- _Data for processing_
········
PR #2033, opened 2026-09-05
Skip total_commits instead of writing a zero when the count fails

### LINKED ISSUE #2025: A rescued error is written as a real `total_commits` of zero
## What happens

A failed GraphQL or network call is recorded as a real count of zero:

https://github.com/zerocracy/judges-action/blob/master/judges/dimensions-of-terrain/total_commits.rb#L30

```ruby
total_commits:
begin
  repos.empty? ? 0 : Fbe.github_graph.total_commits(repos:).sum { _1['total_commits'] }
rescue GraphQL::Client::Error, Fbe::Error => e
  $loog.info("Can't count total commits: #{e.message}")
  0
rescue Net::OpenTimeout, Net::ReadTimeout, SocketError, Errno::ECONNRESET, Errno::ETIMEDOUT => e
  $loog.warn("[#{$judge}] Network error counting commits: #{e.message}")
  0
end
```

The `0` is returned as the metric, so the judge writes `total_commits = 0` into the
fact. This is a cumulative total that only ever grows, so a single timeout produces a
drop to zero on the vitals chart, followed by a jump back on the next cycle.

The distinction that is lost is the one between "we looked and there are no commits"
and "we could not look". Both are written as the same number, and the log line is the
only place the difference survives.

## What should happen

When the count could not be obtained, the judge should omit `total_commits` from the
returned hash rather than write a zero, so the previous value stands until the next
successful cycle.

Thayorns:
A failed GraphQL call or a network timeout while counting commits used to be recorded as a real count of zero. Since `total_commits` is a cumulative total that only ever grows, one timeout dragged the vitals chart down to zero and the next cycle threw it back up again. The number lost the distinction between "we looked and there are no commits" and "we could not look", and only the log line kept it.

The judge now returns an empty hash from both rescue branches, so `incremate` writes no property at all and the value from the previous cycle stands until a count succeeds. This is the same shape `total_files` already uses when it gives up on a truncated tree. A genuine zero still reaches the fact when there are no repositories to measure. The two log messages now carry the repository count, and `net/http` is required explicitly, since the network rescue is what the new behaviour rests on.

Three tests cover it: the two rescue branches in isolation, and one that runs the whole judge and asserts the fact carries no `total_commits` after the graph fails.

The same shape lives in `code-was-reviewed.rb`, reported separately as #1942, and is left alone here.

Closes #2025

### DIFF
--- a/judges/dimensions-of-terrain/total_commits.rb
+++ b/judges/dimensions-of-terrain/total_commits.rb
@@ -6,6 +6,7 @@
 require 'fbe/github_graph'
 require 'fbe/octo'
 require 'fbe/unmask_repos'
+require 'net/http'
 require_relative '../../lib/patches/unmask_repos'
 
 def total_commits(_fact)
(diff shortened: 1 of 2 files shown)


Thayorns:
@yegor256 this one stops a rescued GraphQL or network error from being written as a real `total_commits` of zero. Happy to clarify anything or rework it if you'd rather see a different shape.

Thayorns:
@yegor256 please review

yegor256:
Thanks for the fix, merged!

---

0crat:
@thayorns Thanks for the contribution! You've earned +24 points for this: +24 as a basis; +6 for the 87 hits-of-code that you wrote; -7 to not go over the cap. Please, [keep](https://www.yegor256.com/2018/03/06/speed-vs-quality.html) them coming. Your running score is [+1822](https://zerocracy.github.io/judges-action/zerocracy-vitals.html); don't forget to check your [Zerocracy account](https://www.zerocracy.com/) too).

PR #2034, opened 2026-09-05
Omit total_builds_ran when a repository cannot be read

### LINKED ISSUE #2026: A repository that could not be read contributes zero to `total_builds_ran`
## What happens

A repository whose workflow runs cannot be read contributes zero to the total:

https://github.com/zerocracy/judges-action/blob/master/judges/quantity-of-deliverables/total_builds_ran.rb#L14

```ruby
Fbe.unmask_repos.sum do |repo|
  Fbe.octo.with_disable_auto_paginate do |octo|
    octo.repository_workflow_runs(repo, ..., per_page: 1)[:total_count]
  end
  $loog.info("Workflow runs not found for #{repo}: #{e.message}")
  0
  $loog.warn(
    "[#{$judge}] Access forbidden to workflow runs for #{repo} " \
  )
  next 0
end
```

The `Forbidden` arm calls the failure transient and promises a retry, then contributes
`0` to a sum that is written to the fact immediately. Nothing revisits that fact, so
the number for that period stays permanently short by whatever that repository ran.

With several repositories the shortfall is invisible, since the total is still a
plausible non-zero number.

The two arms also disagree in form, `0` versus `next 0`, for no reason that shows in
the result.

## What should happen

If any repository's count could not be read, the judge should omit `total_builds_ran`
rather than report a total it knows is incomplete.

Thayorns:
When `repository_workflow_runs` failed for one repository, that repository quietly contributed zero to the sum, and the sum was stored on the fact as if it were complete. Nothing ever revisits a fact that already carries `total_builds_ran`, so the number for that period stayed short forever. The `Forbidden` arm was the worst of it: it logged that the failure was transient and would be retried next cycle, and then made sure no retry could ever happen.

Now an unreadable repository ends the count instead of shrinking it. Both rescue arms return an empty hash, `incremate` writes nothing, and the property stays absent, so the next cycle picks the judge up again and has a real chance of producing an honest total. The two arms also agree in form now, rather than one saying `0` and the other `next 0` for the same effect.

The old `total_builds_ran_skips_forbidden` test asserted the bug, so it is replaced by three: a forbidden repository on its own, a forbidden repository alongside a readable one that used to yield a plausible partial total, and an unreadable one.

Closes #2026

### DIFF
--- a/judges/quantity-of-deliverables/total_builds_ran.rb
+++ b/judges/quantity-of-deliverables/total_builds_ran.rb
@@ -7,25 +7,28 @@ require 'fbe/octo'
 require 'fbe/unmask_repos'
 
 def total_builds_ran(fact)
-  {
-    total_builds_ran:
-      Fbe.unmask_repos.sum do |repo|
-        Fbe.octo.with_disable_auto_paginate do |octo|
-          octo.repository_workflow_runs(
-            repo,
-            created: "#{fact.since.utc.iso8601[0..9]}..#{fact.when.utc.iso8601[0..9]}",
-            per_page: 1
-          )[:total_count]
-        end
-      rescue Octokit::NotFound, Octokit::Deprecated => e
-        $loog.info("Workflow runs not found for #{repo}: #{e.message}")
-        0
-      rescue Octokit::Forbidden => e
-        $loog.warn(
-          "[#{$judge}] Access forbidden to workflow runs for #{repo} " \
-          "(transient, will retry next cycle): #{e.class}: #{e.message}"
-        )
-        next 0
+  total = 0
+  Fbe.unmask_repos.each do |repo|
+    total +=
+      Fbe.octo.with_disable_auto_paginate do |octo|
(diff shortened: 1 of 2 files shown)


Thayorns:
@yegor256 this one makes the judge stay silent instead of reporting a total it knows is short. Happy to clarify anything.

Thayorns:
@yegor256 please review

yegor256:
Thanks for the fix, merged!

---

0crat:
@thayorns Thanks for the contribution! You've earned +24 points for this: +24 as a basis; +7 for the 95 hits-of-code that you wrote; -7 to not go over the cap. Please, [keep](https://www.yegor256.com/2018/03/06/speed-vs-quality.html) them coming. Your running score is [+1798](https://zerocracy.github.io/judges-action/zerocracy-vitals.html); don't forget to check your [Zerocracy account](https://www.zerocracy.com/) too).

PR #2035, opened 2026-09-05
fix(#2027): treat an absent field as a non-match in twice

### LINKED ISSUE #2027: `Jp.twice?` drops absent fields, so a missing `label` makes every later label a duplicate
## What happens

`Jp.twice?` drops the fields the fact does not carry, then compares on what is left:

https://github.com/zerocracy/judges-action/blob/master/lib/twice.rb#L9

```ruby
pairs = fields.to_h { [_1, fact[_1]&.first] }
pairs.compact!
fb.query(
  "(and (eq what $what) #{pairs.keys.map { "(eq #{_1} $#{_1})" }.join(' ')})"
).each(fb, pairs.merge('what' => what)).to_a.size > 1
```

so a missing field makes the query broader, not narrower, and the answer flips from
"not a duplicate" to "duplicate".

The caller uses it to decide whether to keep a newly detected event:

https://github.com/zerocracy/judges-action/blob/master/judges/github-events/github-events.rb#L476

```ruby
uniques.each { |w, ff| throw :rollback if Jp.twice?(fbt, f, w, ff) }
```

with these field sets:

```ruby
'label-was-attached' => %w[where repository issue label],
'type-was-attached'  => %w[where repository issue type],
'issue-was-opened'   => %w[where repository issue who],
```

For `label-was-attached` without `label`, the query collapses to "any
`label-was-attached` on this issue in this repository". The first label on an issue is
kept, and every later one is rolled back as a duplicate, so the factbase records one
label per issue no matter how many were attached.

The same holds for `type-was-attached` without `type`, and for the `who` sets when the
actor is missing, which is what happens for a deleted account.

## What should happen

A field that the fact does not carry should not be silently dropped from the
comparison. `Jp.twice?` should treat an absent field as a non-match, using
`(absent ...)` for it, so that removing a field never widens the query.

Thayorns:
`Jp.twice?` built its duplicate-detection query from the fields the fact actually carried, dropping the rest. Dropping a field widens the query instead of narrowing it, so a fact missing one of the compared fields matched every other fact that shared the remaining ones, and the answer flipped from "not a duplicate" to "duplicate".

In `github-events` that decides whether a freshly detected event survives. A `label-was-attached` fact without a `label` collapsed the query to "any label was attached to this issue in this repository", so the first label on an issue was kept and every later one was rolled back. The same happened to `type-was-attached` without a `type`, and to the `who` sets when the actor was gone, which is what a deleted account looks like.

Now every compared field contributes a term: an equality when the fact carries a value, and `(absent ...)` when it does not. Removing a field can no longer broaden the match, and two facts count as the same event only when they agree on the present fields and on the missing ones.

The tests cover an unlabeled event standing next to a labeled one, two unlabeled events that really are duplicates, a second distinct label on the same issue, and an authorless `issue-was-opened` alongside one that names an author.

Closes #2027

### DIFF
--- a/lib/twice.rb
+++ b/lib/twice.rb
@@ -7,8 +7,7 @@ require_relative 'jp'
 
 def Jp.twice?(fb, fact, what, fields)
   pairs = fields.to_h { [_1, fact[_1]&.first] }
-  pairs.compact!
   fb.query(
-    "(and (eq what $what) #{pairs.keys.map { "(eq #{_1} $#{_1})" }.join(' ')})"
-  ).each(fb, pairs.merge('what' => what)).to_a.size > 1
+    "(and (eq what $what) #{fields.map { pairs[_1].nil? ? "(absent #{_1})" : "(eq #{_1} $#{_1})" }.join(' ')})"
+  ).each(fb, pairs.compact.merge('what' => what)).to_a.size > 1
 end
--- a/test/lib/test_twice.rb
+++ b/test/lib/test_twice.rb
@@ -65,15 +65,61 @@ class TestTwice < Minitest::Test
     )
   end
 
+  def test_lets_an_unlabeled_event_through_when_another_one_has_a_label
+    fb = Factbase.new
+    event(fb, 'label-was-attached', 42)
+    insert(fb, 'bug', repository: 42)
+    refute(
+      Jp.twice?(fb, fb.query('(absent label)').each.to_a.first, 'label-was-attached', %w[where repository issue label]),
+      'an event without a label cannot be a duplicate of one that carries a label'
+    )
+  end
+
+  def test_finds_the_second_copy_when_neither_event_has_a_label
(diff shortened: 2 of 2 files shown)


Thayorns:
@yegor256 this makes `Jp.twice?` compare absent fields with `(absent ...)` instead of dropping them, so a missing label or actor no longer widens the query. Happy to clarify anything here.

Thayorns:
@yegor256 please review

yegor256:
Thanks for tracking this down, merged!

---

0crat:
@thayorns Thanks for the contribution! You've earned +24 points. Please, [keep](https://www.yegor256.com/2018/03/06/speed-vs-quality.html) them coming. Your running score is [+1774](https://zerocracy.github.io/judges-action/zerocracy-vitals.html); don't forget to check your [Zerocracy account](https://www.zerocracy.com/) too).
········
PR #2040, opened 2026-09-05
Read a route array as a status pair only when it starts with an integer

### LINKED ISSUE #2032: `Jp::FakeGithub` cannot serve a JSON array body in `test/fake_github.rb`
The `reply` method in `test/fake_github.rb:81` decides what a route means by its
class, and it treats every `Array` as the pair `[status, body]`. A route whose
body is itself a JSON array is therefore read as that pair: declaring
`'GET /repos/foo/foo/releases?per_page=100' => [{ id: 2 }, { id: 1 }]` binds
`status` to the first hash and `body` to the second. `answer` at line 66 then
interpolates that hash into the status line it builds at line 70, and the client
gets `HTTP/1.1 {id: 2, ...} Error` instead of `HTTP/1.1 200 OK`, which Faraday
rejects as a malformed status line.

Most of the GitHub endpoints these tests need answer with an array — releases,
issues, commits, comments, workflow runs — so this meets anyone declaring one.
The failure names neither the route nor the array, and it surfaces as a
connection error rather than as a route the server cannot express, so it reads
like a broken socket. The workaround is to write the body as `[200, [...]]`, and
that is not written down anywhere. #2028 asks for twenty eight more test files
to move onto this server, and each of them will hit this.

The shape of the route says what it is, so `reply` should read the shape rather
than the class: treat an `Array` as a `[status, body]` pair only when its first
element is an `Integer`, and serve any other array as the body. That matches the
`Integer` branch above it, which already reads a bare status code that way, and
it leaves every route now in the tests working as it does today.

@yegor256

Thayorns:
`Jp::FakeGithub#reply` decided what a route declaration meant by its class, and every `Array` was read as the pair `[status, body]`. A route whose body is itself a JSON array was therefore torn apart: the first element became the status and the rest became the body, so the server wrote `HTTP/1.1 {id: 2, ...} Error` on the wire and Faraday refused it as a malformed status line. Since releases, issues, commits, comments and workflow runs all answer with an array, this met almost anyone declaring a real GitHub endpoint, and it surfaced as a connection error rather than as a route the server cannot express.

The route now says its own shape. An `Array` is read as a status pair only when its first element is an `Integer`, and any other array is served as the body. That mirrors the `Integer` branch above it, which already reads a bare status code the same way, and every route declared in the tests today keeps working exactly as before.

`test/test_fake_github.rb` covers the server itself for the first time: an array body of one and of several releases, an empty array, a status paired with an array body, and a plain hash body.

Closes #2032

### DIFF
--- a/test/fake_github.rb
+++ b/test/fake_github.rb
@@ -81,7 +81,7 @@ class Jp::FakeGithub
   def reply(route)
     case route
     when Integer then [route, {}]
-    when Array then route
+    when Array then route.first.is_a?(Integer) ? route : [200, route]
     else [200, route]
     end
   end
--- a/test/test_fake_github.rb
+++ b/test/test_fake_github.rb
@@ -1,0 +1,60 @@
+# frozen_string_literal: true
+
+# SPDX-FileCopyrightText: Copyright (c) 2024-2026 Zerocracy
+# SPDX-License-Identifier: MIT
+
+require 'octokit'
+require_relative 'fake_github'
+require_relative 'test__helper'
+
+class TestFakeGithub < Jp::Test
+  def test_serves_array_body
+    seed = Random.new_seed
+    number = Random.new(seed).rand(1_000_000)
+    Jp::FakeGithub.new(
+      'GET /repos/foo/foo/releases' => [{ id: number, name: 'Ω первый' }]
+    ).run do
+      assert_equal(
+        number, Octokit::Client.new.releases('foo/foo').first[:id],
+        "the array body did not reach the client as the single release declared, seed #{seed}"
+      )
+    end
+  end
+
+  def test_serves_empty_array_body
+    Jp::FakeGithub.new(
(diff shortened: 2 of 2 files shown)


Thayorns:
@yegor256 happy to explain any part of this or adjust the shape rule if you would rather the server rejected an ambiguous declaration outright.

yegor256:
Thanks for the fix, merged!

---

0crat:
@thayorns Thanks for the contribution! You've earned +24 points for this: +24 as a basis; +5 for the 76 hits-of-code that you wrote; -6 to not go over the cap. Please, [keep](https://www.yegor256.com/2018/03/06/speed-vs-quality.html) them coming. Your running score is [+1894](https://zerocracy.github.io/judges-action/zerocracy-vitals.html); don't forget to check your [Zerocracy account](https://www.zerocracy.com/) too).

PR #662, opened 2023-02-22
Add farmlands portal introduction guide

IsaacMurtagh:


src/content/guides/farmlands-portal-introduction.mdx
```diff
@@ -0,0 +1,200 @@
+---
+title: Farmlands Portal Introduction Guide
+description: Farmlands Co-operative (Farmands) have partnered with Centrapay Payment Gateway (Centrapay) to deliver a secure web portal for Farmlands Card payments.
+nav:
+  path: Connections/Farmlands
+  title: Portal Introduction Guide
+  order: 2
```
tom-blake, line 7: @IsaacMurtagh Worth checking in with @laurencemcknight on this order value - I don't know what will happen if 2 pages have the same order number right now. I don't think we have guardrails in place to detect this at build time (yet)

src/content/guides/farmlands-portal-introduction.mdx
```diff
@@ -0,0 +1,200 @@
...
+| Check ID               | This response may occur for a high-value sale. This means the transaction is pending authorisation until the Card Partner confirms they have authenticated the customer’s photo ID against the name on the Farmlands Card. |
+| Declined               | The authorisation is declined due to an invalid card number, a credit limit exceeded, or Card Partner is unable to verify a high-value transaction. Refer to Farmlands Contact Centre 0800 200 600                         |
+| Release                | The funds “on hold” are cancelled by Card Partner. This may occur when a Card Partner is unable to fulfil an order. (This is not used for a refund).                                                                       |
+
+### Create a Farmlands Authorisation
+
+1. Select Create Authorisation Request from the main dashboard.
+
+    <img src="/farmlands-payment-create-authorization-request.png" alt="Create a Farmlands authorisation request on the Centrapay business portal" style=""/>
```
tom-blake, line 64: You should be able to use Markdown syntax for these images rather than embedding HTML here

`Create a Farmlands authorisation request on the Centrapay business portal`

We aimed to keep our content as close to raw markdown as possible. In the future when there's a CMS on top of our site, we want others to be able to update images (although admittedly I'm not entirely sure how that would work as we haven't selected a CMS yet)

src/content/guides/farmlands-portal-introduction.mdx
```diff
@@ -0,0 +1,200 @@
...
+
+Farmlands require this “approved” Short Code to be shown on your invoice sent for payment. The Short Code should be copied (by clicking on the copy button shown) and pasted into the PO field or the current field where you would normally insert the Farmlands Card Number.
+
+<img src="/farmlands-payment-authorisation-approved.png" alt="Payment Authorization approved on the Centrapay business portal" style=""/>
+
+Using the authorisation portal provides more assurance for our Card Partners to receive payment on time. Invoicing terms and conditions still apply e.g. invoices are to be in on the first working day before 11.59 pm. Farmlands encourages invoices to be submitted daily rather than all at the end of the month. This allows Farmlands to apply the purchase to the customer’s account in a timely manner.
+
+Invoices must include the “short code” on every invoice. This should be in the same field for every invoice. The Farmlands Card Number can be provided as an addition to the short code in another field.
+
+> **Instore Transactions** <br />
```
········
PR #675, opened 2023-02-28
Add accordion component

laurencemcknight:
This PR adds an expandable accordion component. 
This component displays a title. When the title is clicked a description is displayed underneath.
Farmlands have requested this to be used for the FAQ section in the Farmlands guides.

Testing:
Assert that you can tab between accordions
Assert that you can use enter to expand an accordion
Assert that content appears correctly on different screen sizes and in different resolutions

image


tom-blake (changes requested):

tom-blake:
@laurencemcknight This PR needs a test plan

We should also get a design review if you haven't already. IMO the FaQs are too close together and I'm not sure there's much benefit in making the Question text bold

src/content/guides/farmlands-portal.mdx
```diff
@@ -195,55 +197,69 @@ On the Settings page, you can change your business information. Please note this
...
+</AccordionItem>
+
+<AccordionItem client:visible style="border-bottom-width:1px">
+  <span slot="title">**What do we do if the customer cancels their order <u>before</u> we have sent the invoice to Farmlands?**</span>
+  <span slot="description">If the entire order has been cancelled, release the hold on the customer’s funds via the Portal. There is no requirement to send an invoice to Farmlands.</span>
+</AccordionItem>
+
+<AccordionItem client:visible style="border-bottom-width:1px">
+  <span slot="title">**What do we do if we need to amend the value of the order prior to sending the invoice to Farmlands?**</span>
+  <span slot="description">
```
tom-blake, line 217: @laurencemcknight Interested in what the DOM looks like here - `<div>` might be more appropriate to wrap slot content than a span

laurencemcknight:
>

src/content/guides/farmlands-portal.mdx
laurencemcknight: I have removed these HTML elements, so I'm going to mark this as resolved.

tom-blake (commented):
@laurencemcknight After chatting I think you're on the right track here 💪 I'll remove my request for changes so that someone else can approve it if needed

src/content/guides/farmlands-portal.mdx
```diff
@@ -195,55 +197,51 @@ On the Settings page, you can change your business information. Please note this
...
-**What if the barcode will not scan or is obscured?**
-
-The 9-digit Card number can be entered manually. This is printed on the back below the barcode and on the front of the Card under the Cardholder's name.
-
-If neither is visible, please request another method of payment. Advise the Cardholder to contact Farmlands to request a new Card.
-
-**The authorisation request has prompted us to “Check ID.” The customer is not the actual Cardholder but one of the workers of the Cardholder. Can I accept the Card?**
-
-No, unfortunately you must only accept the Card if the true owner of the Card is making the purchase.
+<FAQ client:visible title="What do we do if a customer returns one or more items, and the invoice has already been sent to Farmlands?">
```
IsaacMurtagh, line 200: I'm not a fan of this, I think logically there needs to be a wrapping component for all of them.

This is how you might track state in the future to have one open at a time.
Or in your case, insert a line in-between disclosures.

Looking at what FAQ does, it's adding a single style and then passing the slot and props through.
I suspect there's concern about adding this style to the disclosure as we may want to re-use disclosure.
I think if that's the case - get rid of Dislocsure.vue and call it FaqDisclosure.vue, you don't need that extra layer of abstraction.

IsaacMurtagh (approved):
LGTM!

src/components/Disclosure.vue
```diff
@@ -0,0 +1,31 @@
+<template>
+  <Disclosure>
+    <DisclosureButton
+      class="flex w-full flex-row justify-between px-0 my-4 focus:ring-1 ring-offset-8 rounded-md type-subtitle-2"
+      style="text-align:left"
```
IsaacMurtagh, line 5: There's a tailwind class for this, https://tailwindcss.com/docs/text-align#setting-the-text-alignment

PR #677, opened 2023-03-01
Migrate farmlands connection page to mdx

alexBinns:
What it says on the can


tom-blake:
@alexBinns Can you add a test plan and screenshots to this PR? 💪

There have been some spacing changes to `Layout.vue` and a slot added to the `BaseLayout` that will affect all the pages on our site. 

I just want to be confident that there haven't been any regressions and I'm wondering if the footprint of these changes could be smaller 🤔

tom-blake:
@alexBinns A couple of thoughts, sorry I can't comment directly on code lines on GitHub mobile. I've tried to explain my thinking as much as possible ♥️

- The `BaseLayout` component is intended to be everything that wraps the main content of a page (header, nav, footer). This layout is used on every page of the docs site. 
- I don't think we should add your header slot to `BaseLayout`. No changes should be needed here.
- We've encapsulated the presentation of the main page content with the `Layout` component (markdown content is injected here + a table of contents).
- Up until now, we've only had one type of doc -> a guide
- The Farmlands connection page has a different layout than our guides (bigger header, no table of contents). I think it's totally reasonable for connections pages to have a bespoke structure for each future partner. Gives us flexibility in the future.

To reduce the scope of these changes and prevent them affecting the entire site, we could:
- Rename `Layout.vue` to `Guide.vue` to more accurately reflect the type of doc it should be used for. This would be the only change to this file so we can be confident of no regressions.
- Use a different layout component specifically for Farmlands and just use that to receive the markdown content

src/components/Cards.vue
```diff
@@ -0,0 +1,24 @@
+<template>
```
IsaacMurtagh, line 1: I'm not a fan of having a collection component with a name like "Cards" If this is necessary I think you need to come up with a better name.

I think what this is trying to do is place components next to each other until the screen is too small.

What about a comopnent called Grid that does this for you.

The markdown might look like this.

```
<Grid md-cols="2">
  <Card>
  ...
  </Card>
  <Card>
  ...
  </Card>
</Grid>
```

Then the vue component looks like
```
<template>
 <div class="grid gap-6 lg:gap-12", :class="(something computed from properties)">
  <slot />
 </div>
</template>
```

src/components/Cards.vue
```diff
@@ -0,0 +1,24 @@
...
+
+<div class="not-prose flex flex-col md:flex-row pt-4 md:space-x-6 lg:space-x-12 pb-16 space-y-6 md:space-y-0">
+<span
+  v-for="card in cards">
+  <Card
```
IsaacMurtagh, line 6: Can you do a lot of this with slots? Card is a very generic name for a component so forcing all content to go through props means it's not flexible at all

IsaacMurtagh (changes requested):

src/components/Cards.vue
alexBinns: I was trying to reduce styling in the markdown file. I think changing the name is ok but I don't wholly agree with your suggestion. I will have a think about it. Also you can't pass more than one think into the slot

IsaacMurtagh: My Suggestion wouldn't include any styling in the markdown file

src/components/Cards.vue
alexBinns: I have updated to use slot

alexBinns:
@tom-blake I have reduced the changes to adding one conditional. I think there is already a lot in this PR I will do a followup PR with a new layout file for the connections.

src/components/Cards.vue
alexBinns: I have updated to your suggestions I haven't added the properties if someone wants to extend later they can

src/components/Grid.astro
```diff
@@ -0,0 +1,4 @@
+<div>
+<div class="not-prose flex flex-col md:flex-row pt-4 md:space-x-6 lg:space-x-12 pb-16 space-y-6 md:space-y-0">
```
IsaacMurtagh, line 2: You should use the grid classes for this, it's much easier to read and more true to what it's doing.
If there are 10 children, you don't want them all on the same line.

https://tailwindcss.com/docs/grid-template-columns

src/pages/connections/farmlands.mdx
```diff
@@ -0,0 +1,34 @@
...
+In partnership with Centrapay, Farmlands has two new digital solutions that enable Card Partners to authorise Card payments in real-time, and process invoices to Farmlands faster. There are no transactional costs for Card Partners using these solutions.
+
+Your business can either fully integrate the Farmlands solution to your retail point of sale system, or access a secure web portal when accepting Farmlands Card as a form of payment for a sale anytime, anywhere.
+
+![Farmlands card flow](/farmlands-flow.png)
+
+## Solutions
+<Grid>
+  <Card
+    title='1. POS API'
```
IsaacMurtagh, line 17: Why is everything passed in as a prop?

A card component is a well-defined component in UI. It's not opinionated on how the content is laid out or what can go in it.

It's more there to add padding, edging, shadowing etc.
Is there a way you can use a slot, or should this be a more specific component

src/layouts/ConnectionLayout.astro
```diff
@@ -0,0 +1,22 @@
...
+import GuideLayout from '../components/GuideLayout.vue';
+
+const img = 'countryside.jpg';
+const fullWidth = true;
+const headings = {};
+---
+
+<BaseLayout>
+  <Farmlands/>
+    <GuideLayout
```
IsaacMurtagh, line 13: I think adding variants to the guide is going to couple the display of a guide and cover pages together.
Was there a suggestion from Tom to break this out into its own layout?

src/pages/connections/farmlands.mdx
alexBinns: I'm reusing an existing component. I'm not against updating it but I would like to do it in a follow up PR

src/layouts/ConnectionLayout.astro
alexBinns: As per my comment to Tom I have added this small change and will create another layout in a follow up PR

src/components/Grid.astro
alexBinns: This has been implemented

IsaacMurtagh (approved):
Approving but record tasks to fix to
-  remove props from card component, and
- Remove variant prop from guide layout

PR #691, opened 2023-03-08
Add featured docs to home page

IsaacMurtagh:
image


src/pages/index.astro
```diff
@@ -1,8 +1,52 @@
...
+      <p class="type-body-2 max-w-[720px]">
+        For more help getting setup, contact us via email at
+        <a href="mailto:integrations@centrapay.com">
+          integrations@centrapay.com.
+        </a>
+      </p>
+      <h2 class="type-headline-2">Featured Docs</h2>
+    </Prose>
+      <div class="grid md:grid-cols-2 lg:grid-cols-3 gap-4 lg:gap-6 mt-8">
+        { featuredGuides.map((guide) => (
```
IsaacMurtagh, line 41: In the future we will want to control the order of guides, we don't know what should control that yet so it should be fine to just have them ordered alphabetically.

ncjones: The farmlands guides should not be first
········
- _Assigned task_
Transcribe the records above exactly, beginning at the line that contains "PR #2033, opened 2026-09-05" and ending with the line that contains "The distinction that", both included, and nothing else.

- _Exercise output_
PR #2033, opened 2026-09-05
Skip total_commits instead of writing a zero when the count fails

### LINKED ISSUE #2025: A rescued error is written as a real `total_commits` of zero
## What happens

A failed GraphQL or network call is recorded as a real count of zero:

https://github.com/zerocracy/judges-action/blob/master/judges/dimensions-of-terrain/total_commits.rb#L30

```ruby
total_commits:
begin
  repos.empty? ? 0 : Fbe.github_graph.total_commits(repos:).sum { _1['total_commits'] }
rescue GraphQL::Client::Error, Fbe::Error => e
  $loog.info("Can't count total commits: #{e.message}")
  0
rescue Net::OpenTimeout, Net::ReadTimeout, SocketError, Errno::ECONNRESET, Errno::ETIMEDOUT => e
  $loog.warn("[#{$judge}] Network error counting commits: #{e.message}")
  0
end
```

The `0` is returned as the metric, so the judge writes `total_commits = 0` into the
fact. This is a cumulative total that only ever grows, so a single timeout produces a
drop to zero on the vitals chart, followed by a jump back on the next cycle.

The distinction that is lost is the one between "we looked and there are no commits"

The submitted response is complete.